I phoned up a tech support and they said it was a Registery Error. Spyware and it will cost me £60 to fix. Urgh... They used a remote thing and check my Event Viewer via remote access and told me it will cost as it is a registery error.


----------



## The_Janitor (Sep 10, 2012)

lowercase8 said:


> I tried a complete system restore from three days ago, didn't work.


Do you mean System Restore is actually broken, or that despite the fact that it completed successfully it still did not fix the problem?

The Event Logs aren't of much use as "pictures". We need the text of the actual logs to get any substantive information. However, based on what you did post, it looks like maybe your hard drive is having some problem. Look at the 2 where it says "disk".

Schedule a chkdsk to run on reboot. Click the option to find & remove errors. HD errors may cause data corruption which may cause problems like you are describing.

Boot to Safe Mode. Does the problem persist in Safe Mode?
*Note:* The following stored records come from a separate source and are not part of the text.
Issue #3431, opened 2025-07-15
File picker for scheduling recipes should default to recipe dir


angiejones:
on the Create Schedule modal, the file chooser should start in the recipe directory :` ~/.config/goose/recipes/` or similar on Windows. Especially since the yaml files are in a hidden directory that won't show in a file chooser widget by default.

<img width="404" height="126" alt="Image" src="https://github.com/user-attachments/assets/c9357a5e-1a93-4d54-9cf0-0cea4237b128" />

From @DOsinga:

> If you don’t specify the path to run, the CLI will look in two locations for recipes: the configured github repository (GOOSE_RECIPE_GITHUB_REPO) and the recipe search path (GOOSE_RECIPE_PATH). The desktop will show you recipes in ~/.config/goose/recipes/ and in the .goose/recipes/ of the current directory.
Proposal: drop local recipes from the frontend. Have the CLI also look in ~/.config/goose/recipes/. Then show all available recipes in the frontend (i.e. also through git and the search path), but hide the edit button for the git ones.

DOsinga:
upping this to p2 - probably needs to wait for a more fundamental overhaul on how we show recipes though

PR #3611, opened 2025-07-23
feat (ui): File picker for scheduling recipes default to recipe dir

angelahning:
addresses https://github.com/block/goose/issues/3431

File picker now defaults to "~/.config/goose/recipes". 

Screenshot 2025-07-23 at 1 59 42 PM


ui/desktop/src/main.ts
```diff
@@ -1177,10 +1178,34 @@ ipcMain.handle('get-wakelock-state', () => {
...
     properties: process.platform === 'darwin' ? ['openFile', 'openDirectory'] : ['openFile'],
-  })) as unknown as OpenDialogReturnValue;
+  };
+
+  // Set default path if provided
+  if (defaultPath) {
+    // Expand tilde to home directory
+    const expandedPath = defaultPath.startsWith('~')
+      ? path.join(os.homedir(), defaultPath.slice(1))
+      : defaultPath;
```
DOsinga: I'm pretty sure we have this code elsewhere. let's reuse

ui/desktop/src/main.ts
```diff
@@ -1177,10 +1178,34 @@ ipcMain.handle('get-wakelock-state', () => {
...
+    try {
+      const stats = await fs.stat(expandedPath);
+      if (stats.isDirectory()) {
+        dialogOptions.defaultPath = expandedPath;
+      } else {
+        dialogOptions.defaultPath = path.dirname(expandedPath);
+      }
+    } catch (error) {
+      // If path doesn't exist, fall back to home directory and log error
+      console.error(`Default path does not exist: ${expandedPath}, falling back to home directory`);
```
DOsinga, line 1201: you're not actually checking that the file didn't exist here though - when would this error be triggered?

katzdave (approved):
Nice!

ui/desktop/src/main.ts
angelahning: surprisingly it doesn't appear so. I have created a helper.

ui/desktop/src/main.ts
angelahning: fs.stat(path) throws when the file/dir does not exist.

Issue #3628, opened 2025-07-24
In Goose CLI sub agent execution display does not show the task completion result sometimes


lifeizhou-ap:
**Describe the bug**
In Goose CLI sub agent execution display does not show the task completion result sometimes

**To Reproduce**
1. Run a subrecipe with different params in parallel (ie. 2 tasks in parallel
2. When last task completes, the task result does not show up

**Expected behavior**
Both task result should be shown up

**Screenshots**
<img width="1889" height="394" alt="Image" src="https://github.com/user-attachments/assets/b84a25a4-8784-4be8-ac50-4ccb67fba870" />

**Please provide following information:**
 - **OS & Arch:** MacOS
 - **Interface:** CLI
 - **Version:** current main branch e6829409297455a7a6d02e824dd4f92932216108

PR #3629, opened 2025-07-24
fix: ensure execution task result is shown

lifeizhou-ap:
**Why**
fix https://github.com/block/goose/issues/3628

**What**
- Add extra sleep to make sure the notification has been received and displayed
- Extract checking token is cancelled to the util module


crates/goose/src/agents/subagent_execution_tool/task_execution_tracker.rs
```diff
@@ -309,7 +309,8 @@ impl TaskExecutionTracker {
             .collect();
 
         let event = TaskExecutionNotificationEvent::tasks_complete(stats, failed_tasks);
-
         self.try_send_notification(event, "tasks complete");
+        // Wait for the notification to be recieved and displayed before clearing the tasks
+        sleep(Duration::from_millis(COMPLETION_NOTIFICATION_DELAY_MS)).await;
```
DOsinga, line 304: sounds good, but are you saying the message doesn't get there if we complete here?

DOsinga (approved):

crates/goose/src/agents/subagent_execution_tool/task_execution_tracker.rs
lifeizhou-ap: The extra sleep is to handle the race condition.  

The notification flow:
  1. TaskExecutionTracker → try_send → mpsc channel queue
  2. ReceiverStream reads from queue → agent's event stream
  3. Session loop processes from agent stream → CLI display

When the last task completes,  notifications is sent async and the sub agent execution tool completes.  The extra sleep is to ensure the asynchronous notification processing completes before the tool returns its result to the agent.

Without sleep:
 T=1ms: Notifications queued in channel
  T=2ms: Tool returns immediately (no sleep)
  T=15ms: Agent stream terminates
  T=15ms: Session loop exits
  T=16ms: Channel dropped with notifications inside

michaelneale: I think this could be a future source of bugs - really no other way?

PR #3634, opened 2025-07-24
Swap MCP client implementations to rmcp

jamadeo:
This still leaves behind a small abstraction over the clients, which we could keep around or eventually get rid of.


crates/goose-server/src/logging.rs
```diff
@@ -66,6 +66,7 @@ pub fn setup_logging(name: Option<&str>) -> Result<()> {
 
     // Create console logging layer for development - INFO and above only
     let console_layer = fmt::layer()
+        .with_writer(std::io::stderr)
```
jamadeo, line 69: This change goes a bit further than strictly necessary as it moves all console logging to stderr, while we only truly needed to do that for mcp servers. But IMO we should always prefer stderr to stdout for logging.

jamadeo:
.bundle

jamadeo:
Thanks to @aharvard 's upgrading to rmcp 0.3.1 this pr became decently smaller 🎉

jamadeo:
.bundle

jamadeo:
.bundle

batmat:
FTR, this introduced https://github.com/block/goose/issues/4481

Check Hardware Manager. Click "show hidden devices". Are any devices flagged? You might have lost a video driver due to data corruption.


----------



## Amd_Man (Jan 27, 2009)

Telling us what you downloaded yeaterday and removed could be of help here.


----------



## lowercase8 (Jun 10, 2011)

Well my cousin downloaded some torret Spore Reloaded.iso or something like that while I was out and he said I could delete it when I get back. I got in a left it there and just went on Facebook and everything seemed fine till I got in after school and it was like this.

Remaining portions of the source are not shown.